PR #1843, opened 2024-05-24
Prevent Pencil2D projects from referencing external files

scribblemaniac:
This PR adds additional checks to the loading of bitmap/vector/sound layers so that they will not be loaded if they are outside of the data directory. This can occur with specially crafted main.xml files, or with symlinks. This closes multiple admittedly unlikely security threats in the program that can result in exfiltrating images from arbitrary locations though animations, and even duplicating arbitrary files under some circumstances. Tests have also been written for the scenarios this PR covers with the exception of symlinks (and possibly Windows shortcuts) because Qt has very bad support for symlink creation.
------
In full and word for word, give the listing above again.

_Solution below_
PR #1843, opened 2024-05-24
Prevent Pencil2D projects from referencing external files

scribblemaniac:
This PR adds additional checks to the loading of bitmap/vector/sound layers so that they will not be loaded if they are outside of the data directory. This can occur with specially crafted main.xml files, or with symlinks. This closes multiple admittedly unlikely security threats in the program that can result in exfiltrating images from arbitrary locations though animations, and even duplicating arbitrary files under some circumstances. Tests have also been written for the scenarios this PR covers with the exception of symlinks (and possibly Windows shortcuts) because Qt has very bad support for symlink creation.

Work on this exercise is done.